巻頭言1999

病院統廃合、行政改革の波1999年)

 

政府の行政改革の一環として公立病院の統廃合が加速化されてきた。最も早くからその再編成計画が策定された国立病院・療養所については、昭和61年度当時の239施設から、統合によって40施設、民間移譲によって34施設計74施設を減らし、165施設にする計画であった。当初は、地元自治体等の理解を得る事に時間もかかり、移譲の引受先が見つからないなどで遅々として計画は進まなかったが、再編成計画公表以来の10年余を経て、その進捗は加速化され、平成10年度末までに26施設が減少した。当初、再編成計画の目的は「国立医療機関にふさわしい広域を対象とした高度叉は専門医療を担えるよう、機能の質的強化を図る」であったが、平成10年に再編成計画の見直しがなされ、「国の政策医療として行うこととされてきた医療について、真に国として担うべきものに特化するため、政策医療の範囲を純化する」と、明文化され、先駆的な医療や難治性疾病等に関する診断・治療技術等の機能強化を図る必要のある19分野を政策医療分野として指定した。兵庫県下においても平成9年10月に国立篠山病院が兵庫医大へ移譲され、平成1112月に国立明石病院岩屋分院が民間の聖隷淡路病院として再出発する。国立神戸病院と国立明石病院は神戸で統合され、国立加古川病院と共に民間移譲の方針が出されている。国立が最も信頼できる組織であると信じて働いてきた人々にとっては青天霹靂の状況が生まれてきているが、日本全国に蔓延していた「親方、日の丸」的な発想や行動を見直さざるを得ない時期になってきたと言えよう。
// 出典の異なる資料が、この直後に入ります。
PR #5630, opened 2024-07-09
[FIXED] checkSkipFirstBlock could return negative index if psim.fblk outdated.

derekcollison:
This would cause LoadNextMsg() to return EOF incorrectly.


wallyqs (approved):
LGTM

PR #5632, opened 2024-07-09
[FIXED] Had a perf regression with some fss fixes.

derekcollison:
We could still use find if we know the status of wildcard.


wallyqs (approved):
LGTM

PR #5635, opened 2024-07-09
Update Go to v1.22.5

wallyqs:


derekcollison (approved):
LGTM

derekcollison:
Do we have to change Go releaser stuff?

wallyqs:
We don't have to make Go releaser changes to update the Go version, I want to change to use goreleaser 2 on main but that would be a separate change.

PR #5636, opened 2024-07-09
Fix go directive version in go.mod

mauri870:
According to [https://go.dev/issues/62278](https://github.com/golang/go/issues/62278) a concrete go version has to include
the patch number. The project declares the version as 1.21 which is invalid and
will result in an error:

	GOTOOLCHAIN="go1.20+auto" go1.21.5 mod tidy
	go: downloading go1.21 (linux/amd64)
	go: download go1.21 for linux/amd64: toolchain not available

Changed to 1.21.0 as this is the first actual release of go 1.21.

### DIFF
--- a/go.mod
+++ b/go.mod
@@ -1,6 +1,6 @@
 module github.com/nats-io/nats-server/v2
 
-go 1.21
+go 1.21.0
 
 require (
 	github.com/google/go-tpm v0.9.1


wallyqs:
Thanks for bringing this into our attention, this currently fails the building on Go 1.20 which we allow compiling for at the moment but would remove soon:
```
go: errors parsing go.mod:
./src/github.com/nats-io/nats-server/go.mod:3: invalid go version '1.21.0': must match format 1.23
```
One question, this would not mean that we are forcing the Go toolchain to be v1.21.0 correct?

neilalexander:
> this currently fails the building on Go 1.20 which we allow compiling for at the moment

AFAIK we only support Go versions N and N-1, so that would be Go 1.22 and Go 1.21?

derekcollison:
What is the status of this PR?

mauri870:
> Thanks for bringing this into our attention, this currently fails the building on Go 1.20 which we allow compiling for at the moment but would remove soon:
> 
> ```
> go: errors parsing go.mod:
> ./src/github.com/nats-io/nats-server/go.mod:3: invalid go version '1.21.0': must match format 1.23
> ```
> 
> One question, this would not mean that we are forcing the Go toolchain to be v1.21.0 correct?

Sorry for the delay in replying. No, this simply means that you need Go >= 1.21.0 to build. The 1.21.0 is just a placeholder; 1.21 is not a valid toolchain version. The first valid Go version for any release is vx.xx.0. You are correct that we would be dropping Go 1.20 with this change. In order to pin a specific toolchain version you have to use the go directive plus the toolchain directive.

mauri870:
> What is the status of this PR?

I guess the main issue here is dropping support for Go 1.20, which is not maintained anymore since the release of 1.22 back in February.

derekcollison:
@wallyqs should we merge this?

wallyqs:
Needs another PR first to remove Go 1.20 otherwise build won't be green, will send PR

Issue #5612, opened 2024-07-02
work queue stream losing messages


aubergenepizza:
### Observed behavior

In an R3 cluster, when creating a work queue policy stream with explicit acks and a push consumers, it's possible to lose messages. The way to replicate it is to create and delete ephemeral consumers that listen to different subjects (I've attached a script that can quite reliably reproduce it). Based on the docs I'd expect the messages to not get deleted, as there's never an ack from the consumers, hence the work queue stream (with acks) has to retain the messages.

### Expected behavior

All messages sent should be present in the stream.

### Server and client version

nats-server: v2.10.16, v2.10.17
nats --version: 0.1.1

### Host environment

linux, either cloud k8s or a local cluster ([kind](https://kind.sigs.k8s.io/)) with 3 replicas for the servers

### Steps to reproduce

The main idea is to send some messages to different subjects in the stream, subscribe to the delivery subjects, then repeatedly create and delete ephemeral consumers that target the delivery subjects. On my system, with a kind cluster in an R3 setup, this script reliably causes message loss:
```bash
#!/bin/bash

nats stream create test --subjects 1 --subjects 2 --subjects 3 --subjects 4 --subjects 5 --subjects 6 --subjects 7 --subjects 8 --subjects 9 --subjects 10 --storage file --replicas 3 --retention work --deny-delete --no-deny-purge  --defaults

nats publish 2 --count 10 "test alskdjalksdjalskdjaksdjlaksjdlkajsdlakjsdlakjsdlakjdlakjsdlaksjdlj"
nats publish 5 --count 10 "test alskdjalksdjalskdjaksdjlaksjdlkajsdlakjsdlakjsdlakjdlakjsdlaksjdlj"
nats publish 7 --count 10 "test alskdjalksdjalskdjaksdjlaksjdlkajsdlakjsdlakjsdlakjdlakjsdlaksjdlj"
nats publish 9 --count 10 "test alskdjalksdjalskdjaksdjlaksjdlkajsdlakjsdlakjsdlakjdlakjsdlaksjdlj"


nats sub bob &
nats sub bob2 &

for i in {0..5}; do
        nats consumer rm test test --force; nats consumer add test test --trace --replay instant --deliver=all --ephemeral --ack explicit --max-deliver=-1 --max-pending=1 --target bob --defaults --filter 1 --filter 2 --filter 3 --filter 4  --filter 5
        sleep 7
[...]

Issue #5638, opened 2024-07-10
JetStream is discarding messages it likely shouldn't


aksdb:
### Observed behavior

We have a work queue stream that is being consumed by about 250 pull consumers and which requires ACKs. Recently (past weeks) we noticed, that a small fraction of messages get lost. Watching the ADVISORY subjects, it seems like JetStream drops the messages itself. Example:

```
13:20:39 {"type":"io.nats.jetstream.advisory.v1.terminated","id":"8pZH7RdhGdWrEJbkdfdy2D","timestamp":"2024-07-09T13:20:39.504816844Z","stream":"corejobs","consumer":"posts-PostSaved-worker","consumer_seq":311629,"stream_seq":49245214,"deliveries":1,"reason":"Unacknowledged message was deleted"}
```

The stream doesn't have a `MaxDeliver` set, and as you can see, it was just delivered once. So there should be no reason to drop it if an ACK was still pending. (We also saw messages being dropped with that reason that had `deliveries:0`.) From what I can tell, also limits were not exceeded - since the work queue only has very small messages (basically just headers without payload), the stream limit of 500 MB was certainly not reached. The message in question was also far younger than the maximum age (which is 7d; the message was barely a few minutes old).

Even more suspicious: our workers log processing of messages and we were not seeing this message ever hitting our worker. Also we sniffed the $JS-API and the _INBOX, and from what we can tell, the messages in question also never were delivered. We basically only see them being ACK'ed by JetStream as being received and soon after we see them being terminated in the advisory subject.

Here is the stream config of the stream in question:
```
Information for Stream corejobs created 2022-07-22 08:16:16

              Subjects: core.jobs.>
              Replicas: 3
              Storage: File

Options:

             Retention: WorkQueue
       Acknowledgments: true
        Discard Policy: Old
      Duplicate Window: 2m0s
     Allows Msg Delete: true
          Allows Purge: true
        Allows Rollups: false

Limits:

      Maximum Messages: unlimited
   Maximum Per Subject: unlimited
         Maximum Bytes: 500 MiB
           Maximum Age: 7d0h0m0s
  Maximum Message Size: unlimited
     Maximum Consumers: unlimited

Cluster Information:

                  Name: nats
                Leader: nats-cluster-4_v1
               Replica: nats-cluster-0_v1, current, seen 1.85s ago
               Replica: nats-cluster-3_v1, current, seen 1.85s ago

State:

              Messages: 0
                 Bytes: 0 B
[...]

PR #5639, opened 2024-07-10
[FIXED] Don't ack msgs if we are filtered and they are not applicable.

derekcollison:
When checking interest state, make sure to take into account filtered consumers when acking msgs.
We were checking interest state on a leader change but we would ack msgs that may not be applicable to our consumer.

Resolves: #5612 


kozlovic (approved):
LGTM. I think it will also resolve the issue recently reported that sounds really similar: https://github.com/nats-io/nats-server/issues/5638

PR #5649, opened 2024-07-14
[FIXED] Make sure to send consumer create advisory regardless of node presence.

derekcollison:
For R1 consumers we used to have the leader set as we called add so was handled there similar to standalone server mode. Now process in same place as R>1 for clustered usage.


wallyqs (approved):
LGTM

PR #5650, opened 2024-07-15
Add serverVersion var set via ldflags

wallyqs:
Setting a `serverVersion` variable which is set via ldflags to help security scanners like `syft` detect the version when inspecting the binary.  Goreleaser is modified to set this ldflag and a test is added to make sure that the `VERSION` constant matches the tag from the release.

Result:

```sh
$ export TRAVIS_TAG=v2.10.18

$ go test -race -v -run=TestVersionMatchesTag ./server --trimpath -ldflags="-X=github.com/nats-io/nats-server/v2/server.serverVersion=$TRAVIS_TAG" -count=1 -vet=off

# Example failure
=== RUN   TestVersionMatchesTag
    server_test.go:144: Version (2.11.0-dev) does not match tag (2.10.18)
--- FAIL: TestVersionMatchesTag (0.00s)

$ go build --trimpath -ldflags="-X 'github.com/nats-io/nats-server/v2/server.serverVersion=$TRAVIS_TAG'" .

$ syft ./nats-server
...   
github.com/nats-io/nats-server/v2  v2.10.18  go-module    
...
```

### DIFF
--- a/server/server_test.go
+++ b/server/server_test.go
@@ -143,6 +143,17 @@ func TestVersionMatchesTag(t *testing.T) {
 	if VERSION != tag[1:] {
 		t.Fatalf("Version (%s) does not match tag (%s)", VERSION, tag[1:])
 	}
+	// Check that the version dynamically set via ldflags matches the version
+	// from the server previous to releasing.
+	if serverVersion == _EMPTY_ {
+		t.Fatal("Version missing in ldflags")
+	}
+	// Unlike VERSION constant, serverVersion is prefixed with a 'v'
+	// since it should be the same as the git tag.
+	expected := "v" + VERSION
+	if serverVersion != _EMPTY_ && expected != serverVersion {
+		t.Fatalf("Version (%s) does not match ldflags version (%s)", expected, serverVersion)
+	}
 }
 
 func TestStartProfiler(t *testing.T) {
--- a/.goreleaser.yml
+++ b/.goreleaser.yml
@@ -16,7 +16,7 @@ builds:
   flags:
   - -trimpath
   ldflags:
-    - -w -X github.com/nats-io/nats-server/v2/server.gitCommit={{.ShortCommit}}
+    - -w -X 'github.com/nats-io/nats-server/v2/server.gitCommit={{.ShortCommit}}' -X 'github.com/nats-io/nats-server/v2/server.serverVersion={{.Tag}}'
   env:
     - GO111MODULE=on
     - CGO_ENABLED=0
--- a/scripts/runTestsOnTravis.sh
+++ b/scripts/runTestsOnTravis.sh
@@ -10,7 +10,7 @@ if [ "$1" = "compile" ]; then
     go install github.com/golangci/golangci-lint/cmd/golangci-lint@v1.56.1;
     golangci-lint run;
     if [ "$TRAVIS_TAG" != "" ]; then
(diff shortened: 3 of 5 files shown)


server/server_test.go
```diff
@@ -143,6 +143,16 @@ func TestVersionMatchesTag(t *testing.T) {
...
 		t.Fatalf("Version (%s) does not match tag (%s)", VERSION, tag[1:])
 	}
+	// Check that the version dynamically set via ldflags matches the version
+	// from the server previous to releasing.
+	if serverVersion == _EMPTY_ {
+		t.Fatal("Version missing in ldflags")
+	}
+	// Unlike VERSION constant, this one is prefixed with a 'v'
+	// since it is the same as the git tag.
+	if serverVersion != _EMPTY_ && VERSION != serverVersion[1:] {
```
bruth, line 153: A slight improvement to confirm there is a `v` prefix would be to do: `"v" + VERSION != serverVersion`

wallyqs: good idea, should check that `serverVersion` does include the `v` prefix

bruth (approved):

LaurentGoderre:
@wallyqs `serverVersion` isn't one of the detected one. The one that are supported are `BuildVersion`, `GitVersion`, `ReleaseVersion` or `Tag`.  With that being said the flag can be there and not pointing to an actual variable in the code and Syft and it would work.

LaurentGoderre (approved):

LaurentGoderre:
Funny it kind of went full circle to the original PR. Thank you so much for being open to this change!

LaurentGoderre:
@wallyqs is this going to be backported for 2.9.x?

wallyqs:
@LaurentGoderre no, there are no releases planned for v2.9 series

LaurentGoderre:
@wallyqs the `ldflag` section is absent from the binary in the release because of the `-trimpath` flag. Is that something that is required?

wallyqs:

 行革の波は国立大学にも及び、今後約10年間をかけてすべての国立大学を独立行政法人にすることが決定された。国立大学が国家行政組織の一部にとどまる限り、文部大臣の広範な指揮監督権が及ぶため、大学の自主性・自律性と自己責任には自ら限界があることから、国立大学に独立した法人格を持たせることによってできる限り自らの権限と責任において大学運営をさせようという意向である。法人化された場合には、教育研究組織について大学が主体的に決定、変更、改廃することが可能となり、教職員定員数も総定員法等の決定定員制度の対象外となるため各大学において機能的な教職員配置が可能となり、また給与が給与法等の適用の対象外となり各大学で給与の支給基準を定めることができるため教職員の業績等に応じた弾力的給与決定も可能、さらに国からの運営費交付金は使途の内訳を特定しないことによって予算執行上の制約がなくなり教育研究活動の実態に応じた弾力的な予算執行が可能になると唱われている。一方で、各大学の自主性、自律性が拡大すれば、それに伴い、各大学の運営責任も当然重くなりますよ、というかなりのプレッシャーも国はかけてきている。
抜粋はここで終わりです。